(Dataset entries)
↓↓↓
PR #5134, opened 2017-01-10
Change array blank intent, fix up ref-pairs

### LINKED ISSUE #5217: default intent for arrays, const, and ref-pairs
This issue is a place to discuss an issue with ref-pairs and blank array intents. Currently, the language specification describes blank argument intent for arrays as `ref`. That has some possibly unintended consequences and this issue brings up motivation for considering refinements.

# Starting Questions

Probably the quickest way to bring up the question is to ask what the following two programs should do:

## Array blank intent with ref-pair

```
var globalArray : [1..4] int;

proc getter() ref {
  writeln("REF");
  return globalArray;
}

proc getter() const ref {
  writeln("CONST REF");
  return globalArray;
}

proc writeit(x) {
  writeln(x);
}

writeit(getter()); // Should this print "REF" or "CONST REF" ?
```

It currently prints "REF" but I think that's surprising.

## Array blank intent with const variable

```
const A = [1,2,3];
foo(A);
proc foo(data) {
  data[1] = 100;
}
```

This program should almost certainly result in compilation error but it does not currently.

# Motivation

First, why do we have a ref-pair feature and why do we have default intent for arrays described as `ref` in the spec?

## Why do we have a ref-pair feature?

The ref-pair feature (formerly `setter`) enables things like sparse arrays. In the case of sparse arrays, an element that is in the rectangular domain but has a zero value can be read or written, but the implementation can have different behavior based upon whether the element was read or written.

For a sparse array, reads can return the `zero` value (called `IRV`). But for writes, it is an error if the element isn't already in the sparse domain's set of nonzero indices.

This comes up too for associative domains, where an associative array which does not share its domain will automatically add to the domain when an array element is set; but it will raise an index-out-of-bounds error if it is read.

We can proceed with either case as an example but the point is that there will be fundamentally different behavior depending on whether an array access is a `read` or a `write`.

## Why is the default intent for arrays ref?

Now, about the default intent for arrays. I think it is 'ref' for programmer convenience. As in less typing. The common case that we'd like to not have to annotate is that the array elements are modified.

I've argued in the past that the default intent should be 'const ref' for arrays. Brad responded with two principles:
* most programs should be able to be written using only blank intents
* blank intents should minimize the surprises you get if you don't quite understand what they do.

(see [1] if you want to see the entire discussion).

## What is going wrong

OK, so perhaps now we understand the motivation/purpose of the ref-pair feature and the arrays-blank-intent-is-ref feature.  Now what is going wrong?

## Array behavior depends on element type

The program below demonstrates how an associative array behaves differently depending on whether or not it is storing integer or array elements.

```
// First, let's try some of these things with an
// associative array of ints:
{
  var D:domain(int);
  var A:[D] int;

  // This adds index 1 to the domain, implicitly
  A[1] = 10;
  writeln(D.member(1)); // outputs `true`

  // This will halt, because index 2 is not in the domain
  //var tmp = A[2];

  // This will also halt, for the same reason
  //writeln(A[3]);
}

// Now, let's try the same things with an array of arrays:
{
  var D:domain(int);
  var AA:[D] [1..4] int;
  var value:[1..4] int = [10,20,30,40];

  // This adds index 4 to the domain, implicitly
  AA[4] = value;
  writeln(D.member(4)); // outputs `true`

  // This will halt, because index 5 is not in the domain
  //var tmp = AA[5];

  // It seems that this *should* halt, but it does not now
  // Instead, it adds index 6 to the domain
  writeln(AA[6]);
  writeln(D.member(6)); // outputs `true` !
}
```

Now, you might say "clearly the author of writeln needed to use the `const` argument intent". That brings me to my next point.

## Generic functions have to think about this to be correct

Since Chapel is a language supporting generic functions like writeln - I think it is arguably a language design problem if writeln appears to work correctly everywhere except for arrays-of-arrays. That's the kind of latent bug we'd like our compilers to find or our language design to prevent.

Normally it is not a big issue if generic code has some capability that it does not use - for example the ability to modify an argument passed by blank intent.  However, this 'ref' default has an impact on generic code when it interacts with the ref-pair feature.

For example, what if I wanted to write a nice little generic function to print out all of the array elements in a particular domain.

```
proc printArrayElementsInDomain(A:[], D:domain) {
  for i in D {
     writeln("A[", i, "] = ", A[i]);
  }
}
```

So far so good. Let's run this generic function over an array of integers:

```
{
  var A:[1..10] int;

  printArrayElementsInDomain(A, {1..2});
}
```

That outputs
```
A[1] = 0
A[2] = 0
```

as expected, so far so good. But now what if we use a sparse array of arrays?

```
{
  var dense = {1..10};
  var sps : sparse subdomain(dense);
  var A : [sps] [1..5] int;

  printArrayElementsInDomain(A, {1..2});
}
```

Uh-oh! on master this causes a halt like this:
aa3.chpl:3: error: halt reached - attempting to assign a 'zero' value in a
sparse array: (1)

I think that is surprising, since it wouldn't halt for a less-complicated array type. As I said, it's also likely to be a latent bug. And I'm not convinced that fixing 'writeln' is the answer, since printArrayElementsInDomain could have easily called some other generic function accepting an element by default intent.

I don't think that this behavior meets the goals described above for blank intents.

Let's consider how lvalue checking might also be a hazard for authors of generic code.

## Inconsistency in lvalue checking

Let's consider the following program:

```
  proc producer(x) { return x; }
  proc consumer(x) { writeln(x); }
  proc ref_consumer(ref x) { writeln(x); }
```

First, let's try an example with an integer:

```
  consumer(producer(1));
```

OK, consumer gets the returned value from producer by blank intent (which is const in for integers).

```
  ref_consumer(producer(1));
```

This one results in an error:

```
aa4.chpl:6: error: non-lvalue actual is passed to 'ref' formal 'x' of ref_consumer()
```

Which is expected. The ref_consumer function has a ref formal, so we need to pass in something other than a compiler-introduced temporary to it. These l-value errors prevent programmers from inadvertently modifying a temporary. I think that's a useful language feature.

What if we do the same things with arrays?

```
  consumer(producer( [1,2] ));
```

This one almost has to work according to the intents design goal of "most programs should be able to be written using only blank intents". And in fact it does work. But, the default intent for arrays is `ref`. Shouldn't this be an error?

Let's consider the more explicit example:

```
  ref_consumer(producer( [1,2] ));
```

This one also works but almost certainly should be an error.  Now we have a problem with generalizing generic code - if the code was only ever tested for arrays, it's easy to imagine it wouldn't even compile for integers.

# Related Problems with `const`

## `const` arrays can be modified

While discussing this issue, we noticed that `const` for array variables is not being respected. In particular, the following program:

```
const A = [1,2,3];
foo(A);
proc foo(data) {
  data[1] = 100;
}
```

compiles and runs now but should be some sort of compilation error, since the const array `A` is modified. A related issue is that an array returned with `const ref` return intent should not be modifyiable. This is the case one would see when passing a sparse array's `IRV` to a function by blank intent.

```
  var globalIRV:[1..10] int;
  proc getIRV() const ref {
    return globalIRV;
  }

  proc mutate(A) {
    A[1] = 1;
  }
  mutate(getIRV()); // should be a compilation error
```

## blank intent, const, and task intents

Note that blank intent currently drives task and forall intents. This is particularly important for promotion, where there isn't currently a syntax to override the blank intent.

For example,

```
var D = {1..10};
var A : [D] int;
forall i in D {
  A[i] = 3;
}
```

or related:

```
	A[I] = 3;  // where I is an array of index(A.domain)
```

## Chaining ref-pairs for arrays-of-arrays

It seems that the below strategy ought to work to enable arrays-of-arrays that create elements on access to work in a reasonable manner.

```
  record R {
    proc ref getOrCreate() ref {
      // return existing element, or create & return if it doesn't exist
    }
    proc const getOrCreate() const ref {
      // return existing element, error if it doesn't exist...
    }
  }

  // suppose outer's element is another record R containing an int element
  outer.getOrCreate().getOrCreate() = 1;
```

# References

[1] See also thread from 2012 on chapel-developers "argument intents".

https://sourceforge.net/p/chapel/mailman/message/28928289/

I was proposing that the default argument intent always be
`const`. In that thread, Brad said:

> For #1, I'm a bit more sympathetic to the argument ("wouldn't it
> be nice if blank always meant the same thing?").  But I'm also not
> convinced that it's been that much of a point of confusion for
> users.  And I think your  proposal adds burden in the common case
> to users of sync vars, domains, and arrays, which I would argue
> are very important common cases to worry about keeping simple.
> Put another way, our philosophy has traditionally been "most
> programs should be able to be written using only blank intents."
> And along with that, "blank intents should minimize the surprises
> you get if you don't quite understand what they do."  I'm not
> convinced that the consistency gained by making blank mean the
> same thing for all types is worth the burden to the programmer
> (read: number of keywords I'd have to type) for a
> typical Chapel program using domains, arrays, and sync vars.

### LINKED ISSUE #5219: approach for #5217: ref-if-modified
This issue describes a possible approach to solve the problems in #5217.

The particular approach under consideration here is that blank intent be `ref` or `const ref` for arrays, depending on whether or not the array formal was set or used in a setting context in the body of a function.

I.e. the compiler would choose what blank intent means based on how the formal is used rather than based upon the type.

In some ways the analysis to compute blank intent would be similar to choosing one or the other branch of a ref-pair.  I think it could proceed in a bottom-up manner. E.g. the following things would cause the formal intent to become ref:
- 'ref' variable declared pointing to formal
- formal passed to another function by 'ref', 'inout, or 'out' intent (including functions we recursively decide have blank intent meaning 'ref').
- formal assigned to (but that's arguably passing to proc = with ref intent).

For arrays, modifying an element of an array formal would cause the concrete intent to be 'ref'. (I *think* this will "fall out" with minor adjustments to the ref-pair 'this' methods. We might need to add support for the idea of ref-pair on iterators though).

For task/forall intents, the same rule would apply to the body of the task/loop as would to the body of a function with an array formal. If the array is modified, it should be "passed" to the task with `ref` intent.

Pros:
* fits with current language - programs that work now still work
* can apply to task/forall intents as well as argument intents
* arguably meets blank-intent design goals:
    * most programs should be able to be written using only blank intents
    * blank intents should minimize the surprises you get if you don't quite understand what they do.
* integrates with analysis to handle ref-pairs - both are backward
* conceptually matches with the idea that blank intent is a shorthand

Cons:
* more complicated in concept than some alternatives
* definitely more complicated to implement than resolveIntents is now
* it might require explicit programmer help for recursive functions (but maybe not)
* it might be surprising how changing one function can change the behaviors of callers to that function
* Almost certainly will need to explicitly choose `const` or `ref` for array formals in extern procs.

mppf:
Closes #5217. Closes #5219.

This PR changes the blank intent for arrays to be "ref-if-modified" (see #5219). Additionally, it adjusts behavior of the ref-pair feature when arrays, domains, and distributions are returned. Additionally it adjusts the implementation to better handle _this arguments in method calls.

This change is use-visible. In particular, the following program has different output. Before this change, it prints out REF, but after, it prints out CONST REF:

``` chapel
var globalArray : [1..4] int;

proc getter() ref {
  writeln("REF");
  return globalArray;
}

proc getter() const ref {
  writeln("CONST REF");
  return globalArray;
}

proc writeit(x) {
  writeln(x);
}

writeit(getter()); // Should this print "REF" or "CONST REF" ?
```

This language change was discussed in great detail in issues #5217 and #5219.

The overall approach here is:
 * add a flag, FLAG_DEFAULT_INTENT_IS_REF_MAYBE_CONST, to mark a type as being subject to blank-intent-is-ref-if-formal-is-modified behavior. Add INTENT_REF_MAYBE_CONST to reflect this intent.
 * significantly rework cullOverReferences to handle ref-if-modified and to properly chain ref-pair calls.
 * fix up some bugs in other areas of the implementation
 * add (currently disabled) late const checking, so that we can detect cases like this:
``` chapel
const constArray : [1..4] int;

proc setElement(x) {
  x[1] = 1;
}
```

Here is an overview of what changed. In most cases, the commit messages have more detail.

headers:
 * add FLAG_DEFAULT_INTENT_IS_REF_MAYBE_CONST and intent INTENT_REF_MAYBE_CONST
 * add QualifiedType.isConst, QualifiedType.toConst

astutil:
 * adjust isDefAndOrUse so that actuals passed to a formal accepting a record-wrapped type (array/domain/distribution) use the normal intent machinery instead of always considering the actual to be defined.
 * added, in commented-out form, a fix to make isDefAndOrUse properly treat PRIM_SET_MEMBER and PRIM_SET_SVEC_MEMBER. These are commented out because of issues with copyPropagation.

deadCodeElimination
 * use getSettingPrimitiveDstSrc so that this code will be ready for future improvements to isDefAndOrUse

buildDefaultFunctions
 * mark "setter" accessor functions for records as taking in _this by REF.
 * make initCopy take in an INTENT_CONST argument

checkResolved:
 * include INTENT_REF_MAYBE_CONST in checking for returning ref argument by ref

flattenFunctions:
 * use INTENT_REF_MAYBE_CONST for formals for captured variables

resolveIntents:
 * array wrapper records use INTENT_REF_MAYBE_CONST
 * updated blankIntetnForThisArg to better handle domain/distribution and to take in record _this argument by const ref. (But this isn't the whole story).
 * created constIntentForThisArg and use it in concreteIntentForArg.

cullOverReferences:
 * adds gatherLoopDetails which I'd like to move to ForLoop.cpp once it's correct. This collects information about a ForLoop, including what is iterated over and what the index variables are. This is complicated by the current AST structure for these loops and amounts to AST pattern matching (but Elliot tells me that's the best we can hope for right now).
 * refNecessary in cullOverReferences no longer contains a special "heuristic" to always pass arrays by ref.
 * refNecessary no longer always passes _this arguments by ref.
 * refactored and added to significantly in order to support ref-if-modified blank intent for arrays. This analysis is inter procedural.

functionResolution:
 * ignore const-ness errors for functions marked FLAG_REF_TO_CONST_WHEN_CONST_THIS since these need to be handed after the analysis in cullOverReferences.
 * in handleTaskIntentArgs, clear INTENT_FLAG_MAYBE_CONST when setting INTENT_FLAG_CONST
 * in lvalueCheck, ignore INTENT_REF_MAYBE_CONST

implementForallIntents:
 * handle INTENT_REF_MAYBE_CONST

modules:
 * tidy up const-ness
 * use const 'this' argument on array accessors returning const. This allows ref-pair analysis to propagate.
 * mark _array with "default intent is ref if modified"

primitive:
 * added some comments to indicate strucutre of some primitives
 * added getSettingPrimitiveDstSrc utility function

@benharsh reported that a multilocale miniMD run goes from 60s to 9s with this change.

Passed full local testing (8df75360460a7c1b5271a7b094b5a274e761b3e8, 9220a376729d4e37743b817be45bcf02699d88de, f968f7057e188c35839729141b4891b530b7f22d, 0c729a3e989eaee9bbfd2acd9f6c3485a6b9ba01, 0b88aaf46f37587c13224a49c4b9a980dee1f94a).
Passed --no-local testing.

Future Work:

* revisit fix to isDefAndOrUse if we remove copy propagation
* check `const` this intent is const-checked
* sort out _this intent for records (see issue #5266)
* update language specification for ref-if-modified (PR #5444)
* get the compiler accurate enough with const propagation to re-enable the late const checking
   - wrapper functions for promotion, default arguments are the main known challenge here
* improve cullOverReferences to better handle tuples; it should make a const-or-not-const determination for each tuple element of ref-if-modified-type in tuple arguments.
* move gatherLoopDetails into ForLoop.cpp and check that it is correct in a --verify step 
* rename cullOverReferences to something indicating what it does


mppf:
const-checking support will need to be updated to get this PR to pass testing.

compiler/resolution/implementForallIntents.cpp
```diff
@@ -230,7 +230,7 @@ static void createShadowVars(DefExpr* defChplIter, SymbolMap& uses,
       // See if we want to prune it.
       bool pruneit = false;
 
-      if (tiIntent == INTENT_REF) {
+      if (tiIntent == INTENT_REF || tiIntent == INTENT_REF_MAYBE_CONST) {
```
mppf: @vasslitvinov - see this change. It sounds like changing forall intents to pass by `ref` will be hard until we can remove `_toLeader` `_toStandalone` because those use the default intent.

mppf:
This change triggers a bug in copy propagation for test/functions/deitz/nested/test_nested_var_iterator2.chpl

mppf:
I believe 35dd9fc4622113f1f30ff1cc7dd57bb0602b7d9d will pass local testing.

mppf:
8df75360460a7c1b5271a7b094b5a274e761b3e8 passed full local testing.

mppf:
With version 66f613a, there are about 20 tests that fail for the reason of incorrect const checking (i.e. a problem within the compiler).

```
users/shetag/unboundslice2.chpl
test/release/examples/users-guide/datapar/promotion.chpl
test/performance/compiler/bradc/cg-sparse-timecomp.chpl
npb/cg/bradc/cg-dense.chpl
npb/cg/bradc/cg-sparse.chpl

 -> seems to be a problem with a forall expr

studies/shootout/submitted/knucleotide.chpl
release/examples/benchmarks/shootout/knucleotide.chpl

 -> 'in' intent for arrays causes it to be considerd CONST

studies/shootout/submitted/fasta.chpl

 -> actual const checking errors, but I don't want to change the submitted version
 
studies/madness/aniruddha/madchap/test_diff.chpl
studies/madness/aniruddha/madchap/test_gaxpy.chpl
studies/madness/aniruddha/madchap/test_likepy.chpl
studies/madness/aniruddha/madchap/test_mul.chpl
studies/madness/aniruddha/madchap/test_showboxes.chpl

 -> sets const field in fn called from constructor
 
test/studies/hpcc/PTRANS/jglewis/ptrans_2011-blkcyc.chpl
studies/cholesky/jglewis/version2/elemental/block_distribution/test_elemental_cholesky_block.chpl
studies/cholesky/jglewis/version2/elemental/fully_blocked/test_fully_blocked_elemental_cholesky.chpl
studies/cholesky/jglewis/version2/elemental/strided/test_elemental_cholesky_explicitly_symmetric_strided.chpl
studies/cholesky/jglewis/version2/elemental/test_elemental_cholesky.chpl
studies/cholesky/jglewis/version2/elemental/unsymmetric_indices/test_elemental_cholesky_unsymmetric_ranges.chpl

 -> ? problem with getting locale -> ref ?
 
test/distributions/robust/associative/basic/zipper.chpl
```

modules/standard/IO.chpl
```diff
@@ -4557,7 +4556,7 @@ proc channel.read(type t ...?numTypes) where numTypes > 1 {
 
 // documented in style= error= version
 pragma "no doc"
-inline proc channel.write(args ...?k, out error:syserr):bool {
+inline proc channel.write(const args ...?k, out error:syserr):bool {
```
benharsh: Are the added formal intents a way to get things working more quickly, or do you seem them as a long-term necessity?

For example, the 'const' intent on channel.write's args seems like it should be unnecessary.

test/domains/bradc/modifyDomainArg.chpl
```diff
@@ -8,7 +8,7 @@ writeln("A is:\n", A);
 
 foo(D);
 
-proc foo(dom) {
+proc foo(ref dom) {
```
benharsh: Were ref intents added on domains because const-checking is better?

modules/standard/IO.chpl
mppf: Right now, we're not tracking const-ness within tuple elements. So you can possibly do things like capture a ref to a const array in a tuple formal argument and then modify it.
I think it's reasonable for documentation to use the `const` intent on these `write` functions but it shouldn't need to be there, long-term.

test/domains/bradc/modifyDomainArg.chpl
mppf: Yes. The new cullOverReferences.cpp code includes late const checking that is currently off by default. However, I've run testing with it on and tried to correct as many cases as I could where the tests were wrong. I don't think I'm very far from having the late const checking working properly (and passing testing) but I don't want the other elements of this PR to be held up by it.

mppf:
@benharsh - thanks for the review! I've already made the minor adjustments you suggested. Re  test/functions/bharshbarg - these all pass now.

TODO: 
- [ ] full testing with -futures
↑↑↑
Try it: Whenever the string "users" shows up in a line of the records, copy that line.

Result:
> users.  And I think your  proposal adds burden in the common case
> to users of sync vars, domains, and arrays, which I would argue
users/shetag/unboundslice2.chpl
test/release/examples/users-guide/datapar/promotion.chpl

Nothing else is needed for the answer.